What you give back must match the data character for character.

Saved data entries:
------------------------------
Issue #37885, opened 2026-06-24
[Bug]: Global db.session.commit() in cloud_edition_billing_rate_limit_check decorator breaks transaction isolation and commits dirty data


QiuYucheng2003:
### Self Checks

- [x] I have read the [Contributing Guide](https://github.com/langgenius/dify/blob/main/CONTRIBUTING.md) and [Language Policy](https://github.com/langgenius/dify/issues/1542).
- [x] This is only for bug report, if you would like to ask a question, please head to [Discussions](https://github.com/langgenius/dify/discussions/categories/general).
- [x] I have searched for existing issues [search for existing issues](https://github.com/langgenius/dify/issues), including closed ones.
- [x] I confirm that I am using English to submit this report, otherwise it will be closed.
- [x] 【中文用户 & Non English User】请使用英语提交，否则会被关闭 ：）
- [x] Please do not modify this template :) and fill in all the required fields.

### Dify version

Latest main branch

### Cloud or Self Hosted

Self Hosted (Source)

### Steps to reproduce

This is an architectural transaction management issue identified via code audit in api/controllers/service_api/wraps.py. The execution path that triggers the vulnerability is as follows:

1. A user initiates an API request that routes through the cloud_edition_billing_rate_limit_check decorator (e.g., a knowledge base operation).

2. Prior to evaluating this specific rate limit decorator, the Flask request lifecycle or upstream interceptors make pending modifications to the global SQLAlchemy session (db.session), such as updating a user's last_active timestamp or initializing temporary session states.

3. The user's request exceeds the rate limit threshold (request_count > knowledge_rate_limit.limit).

4. Inside the interceptor, the code executes:
rate_limit_log = RateLimitLog(...)
db.session.add(rate_limit_log)
db.session.commit() # Flaw occurs here
raise Forbidden(...)

5. The request is aborted by the Forbidden exception before reaching the main route controller.

### ✔️ Expected Behavior

The rate limit interceptor should isolate its logging transaction from the main request's SQLAlchemy session context. To adhere to AOP (Aspect-Oriented Programming) isolation principles, it should write the RateLimitLog using a completely separate database connection/session or push the logging task to an async queue (like Celery), ensuring that the main request's transaction lifecycle remains untouched before aborting.

### ❌ Actual Behavior

The explicit db.session.commit() inside the decorator forces a flush of all uncommitted, pending "dirty" objects currently held in the Flask request's db.session.

[...]

PR #37975, opened 2026-06-25
fix: use isolated session in _on_query to prevent premature commit

### LINKED ISSUE #37886: [Bug]: Premature db.session.commit() in DatasetRetrieval._on_query breaks transaction isolation and invalidates rollbacks
### Self Checks

### Dify version

Latest main branch

### Cloud or Self Hosted

Self Hosted (Source)

### Steps to reproduce

This is an architectural transaction management issue identified via code audit in api/core/rag/retrieval/dataset_retrieval.py. The execution path that triggers the vulnerability is as follows:

1. An agent triggers a RAG retrieval task, routing through either single_retrieve or multiple_retrieve.

2. During the retrieval process, the system calls the _on_query method to persist a DatasetQuery audit log for the operation.

3. Inside _on_query, the code executes db.session.add_all(...) immediately followed by an explicit, global db.session.commit().

4. If a subsequent step in the overarching workflow fails (e.g., vector database timeout, subsequent LLM generation failure, or sensitive word trigger), the top-level orchestrator catches the exception and attempts to execute db.session.rollback() to maintain data consistency.

### ✔️ Expected Behavior

The _on_query method should append audit logs without interfering with the main request's transaction lifecycle. To adhere to transaction isolation, it should write the DatasetQuery using a completely separate database connection/session or push the logging task to an async queue (like Celery). The global db.session should only be committed by the top-level controller once the entire workflow succeeds.

### ❌ Actual Behavior

The explicit db.session.commit() in the side-channel _on_query method forces a flush of all uncommitted, pending "dirty" objects currently held in the Flask request's db.session.

This causes a "transaction split-brain". It violently truncates the atomic transaction boundary of the main business flow. If the workflow encounters an error downstream, the subsequent db.session.rollback() will fail to revert the system state because intermediate modifications (e.g., token deductions, partial node executions) have already been irreversibly committed to the physical database, destroying the agent's backtracking capabilities and leaving dirty data.

Jefsky:
## Problem

`_on_query` calls `db.session.commit()` on the Flask-scoped SQLAlchemy session, which commits **all** pending dirty state from the current request, not just the `DatasetQuery` audit rows. If the downstream workflow fails, the subsequent `db.session.rollback()` cannot revert already-committed modifications, leaving dirty data (e.g. partially recorded token deductions, half-executed node state).

This is the same class of issue as [#37885](https://github.com/langgenius/dify/issues/37885) (billing decorator global commit).

## Root Cause

In `api/core/rag/retrieval/dataset_retrieval.py`, the `_on_query` method:
1. Used `db.session.add_all()` — adding to the shared request-scoped session.
2. Called `db.session.commit()` — flushing all pending changes globally.
3. Called `add_all()` inside the loop instead of after it, re-adding previously accumulated rows on each dataset_id iteration (a latent logic error).

## Fix

Follow the same pattern already demonstrated by `_on_retrieval_end` in the same file: use an **independent session** via `sessionmaker(bind=db.engine).begin()` so the audit log write is fully isolated from the request's main transaction. The context manager auto-commits on success and auto-rolls back on exception.

## Verification

- ✅ The existing `_on_retrieval_end` method (lines ~882-990) already uses `sessionmaker(bind=db.engine).begin()` — this fix applies the same proven pattern.
- ✅ No imports needed — `sessionmaker` is already imported at the top of the file.
- ✅ No behavioral change to callers — `_on_query` signature is unchanged.

Fixes #37886

### DIFF
--- a/api/core/rag/retrieval/dataset_retrieval.py
+++ b/api/core/rag/retrieval/dataset_retrieval.py
@@ -1030,6 +1030,9 @@ class DatasetRetrieval:
     ):
         """
         Persist dataset query audit rows for retrieval requests.
+
+        Uses an independent session to avoid committing the request-scoped
+        db.session, which would break transaction isolation for the caller.
         """
         if not query and not attachment_ids:
             return
@@ -1059,9 +1062,9 @@ class DatasetRetrieval:
                     created_by=created_by,
                 )
                 dataset_queries.append(dataset_query)
-            if dataset_queries:
-                db.session.add_all(dataset_queries)
-        db.session.commit()
+        if dataset_queries:
+            with sessionmaker(bind=db.engine).begin() as session:
+                session.add_all(dataset_queries)
 
     def _retriever(
         self,


crazywoola:
Thanks for the contribution! We are following FIFO for duplicate fixes linked to the same issue, so we will continue review on the earlier PR #37895 for #37886 and close this one to avoid parallel review. Really appreciate you taking the time to help here.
------------------------------
* [Written answer]
Issue #37885, opened 2026-06-24
[Bug]: Global db.session.commit() in cloud_edition_billing_rate_limit_check decorator breaks transaction isolation and commits dirty data


QiuYucheng2003:
### Self Checks

- [x] I have read the [Contributing Guide](https://github.com/langgenius/dify/blob/main/CONTRIBUTING.md) and [Language Policy](https://github.com/langgenius/dify/issues/1542).
- [x] This is only for bug report, if you would like to ask a question, please head to [Discussions](https://github.com/langgenius/dify/discussions/categories/general).
- [x] I have searched for existing issues [search for existing issues](https://github.com/langgenius/dify/issues), including closed ones.
- [x] I confirm that I am using English to submit this report, otherwise it will be closed.
- [x] 【中文用户 & Non English User】请使用英语提交，否则会被关闭 ：）
- [x] Please do not modify this template :) and fill in all the required fields.

### Dify version

Latest main branch

### Cloud or Self Hosted

Self Hosted (Source)

### Steps to reproduce

This is an architectural transaction management issue identified via code audit in api/controllers/service_api/wraps.py. The execution path that triggers the vulnerability is as follows:

1. A user initiates an API request that routes through the cloud_edition_billing_rate_limit_check decorator (e.g., a knowledge base operation).

2. Prior to evaluating this specific rate limit decorator, the Flask request lifecycle or upstream interceptors make pending modifications to the global SQLAlchemy session (db.session), such as updating a user's last_active timestamp or initializing temporary session states.

3. The user's request exceeds the rate limit threshold (request_count > knowledge_rate_limit.limit).

4. Inside the interceptor, the code executes:
rate_limit_log = RateLimitLog(...)
db.session.add(rate_limit_log)
db.session.commit() # Flaw occurs here
raise Forbidden(...)

5. The request is aborted by the Forbidden exception before reaching the main route controller.

### ✔️ Expected Behavior

The rate limit interceptor should isolate its logging transaction from the main request's SQLAlchemy session context. To adhere to AOP (Aspect-Oriented Programming) isolation principles, it should write the RateLimitLog using a completely separate database connection/session or push the logging task to an async queue (like Celery), ensuring that the main request's transaction lifecycle remains untouched before aborting.

### ❌ Actual Behavior

The explicit db.session.commit() inside the decorator forces a flush of all uncommitted, pending "dirty" objects currently held in the Flask request's db.session.

[...]

PR #37975, opened 2026-06-25
fix: use isolated session in _on_query to prevent premature commit

### LINKED ISSUE #37886: [Bug]: Premature db.session.commit() in DatasetRetrieval._on_query breaks transaction isolation and invalidates rollbacks
### Self Checks

### Dify version

Latest main branch

### Cloud or Self Hosted

Self Hosted (Source)

### Steps to reproduce

This is an architectural transaction management issue identified via code audit in api/core/rag/retrieval/dataset_retrieval.py. The execution path that triggers the vulnerability is as follows:

1. An agent triggers a RAG retrieval task, routing through either single_retrieve or multiple_retrieve.

2. During the retrieval process, the system calls the _on_query method to persist a DatasetQuery audit log for the operation.

3. Inside _on_query, the code executes db.session.add_all(...) immediately followed by an explicit, global db.session.commit().

4. If a subsequent step in the overarching workflow fails (e.g., vector database timeout, subsequent LLM generation failure, or sensitive word trigger), the top-level orchestrator catches the exception and attempts to execute db.session.rollback() to maintain data consistency.

### ✔️ Expected Behavior

The _on_query method should append audit logs without interfering with the main request's transaction lifecycle. To adhere to transaction isolation, it should write the DatasetQuery using a completely separate database connection/session or push the logging task to an async queue (like Celery). The global db.session should only be committed by the top-level controller once the entire workflow succeeds.

### ❌ Actual Behavior

The explicit db.session.commit() in the side-channel _on_query method forces a flush of all uncommitted, pending "dirty" objects currently held in the Flask request's db.session.

This causes a "transaction split-brain". It violently truncates the atomic transaction boundary of the main business flow. If the workflow encounters an error downstream, the subsequent db.session.rollback() will fail to revert the system state because intermediate modifications (e.g., token deductions, partial node executions) have already been irreversibly committed to the physical database, destroying the agent's backtracking capabilities and leaving dirty data.

Jefsky:
## Problem

`_on_query` calls `db.session.commit()` on the Flask-scoped SQLAlchemy session, which commits **all** pending dirty state from the current request, not just the `DatasetQuery` audit rows. If the downstream workflow fails, the subsequent `db.session.rollback()` cannot revert already-committed modifications, leaving dirty data (e.g. partially recorded token deductions, half-executed node state).

This is the same class of issue as [#37885](https://github.com/langgenius/dify/issues/37885) (billing decorator global commit).

## Root Cause

In `api/core/rag/retrieval/dataset_retrieval.py`, the `_on_query` method:
1. Used `db.session.add_all()` — adding to the shared request-scoped session.
2. Called `db.session.commit()` — flushing all pending changes globally.
3. Called `add_all()` inside the loop instead of after it, re-adding previously accumulated rows on each dataset_id iteration (a latent logic error).

## Fix

Follow the same pattern already demonstrated by `_on_retrieval_end` in the same file: use an **independent session** via `sessionmaker(bind=db.engine).begin()` so the audit log write is fully isolated from the request's main transaction. The context manager auto-commits on success and auto-rolls back on exception.

## Verification

- ✅ The existing `_on_retrieval_end` method (lines ~882-990) already uses `sessionmaker(bind=db.engine).begin()` — this fix applies the same proven pattern.
- ✅ No imports needed — `sessionmaker` is already imported at the top of the file.
- ✅ No behavioral change to callers — `_on_query` signature is unchanged.

Fixes #37886

### DIFF
--- a/api/core/rag/retrieval/dataset_retrieval.py
+++ b/api/core/rag/retrieval/dataset_retrieval.py
@@ -1030,6 +1030,9 @@ class DatasetRetrieval:
     ):
         """
         Persist dataset query audit rows for retrieval requests.
+
+        Uses an independent session to avoid committing the request-scoped
+        db.session, which would break transaction isolation for the caller.
         """
         if not query and not attachment_ids:
             return
@@ -1059,9 +1062,9 @@ class DatasetRetrieval:
                     created_by=created_by,
                 )
                 dataset_queries.append(dataset_query)
-            if dataset_queries:
-                db.session.add_all(dataset_queries)
-        db.session.commit()
+        if dataset_queries:
+            with sessionmaker(bind=db.engine).begin() as session:
+                session.add_all(dataset_queries)
 
     def _retriever(
         self,


crazywoola:
Thanks for the contribution! We are following FIFO for duplicate fixes linked to the same issue, so we will continue review on the earlier PR #37895 for #37886 and close this one to avoid parallel review. Really appreciate you taking the time to help here.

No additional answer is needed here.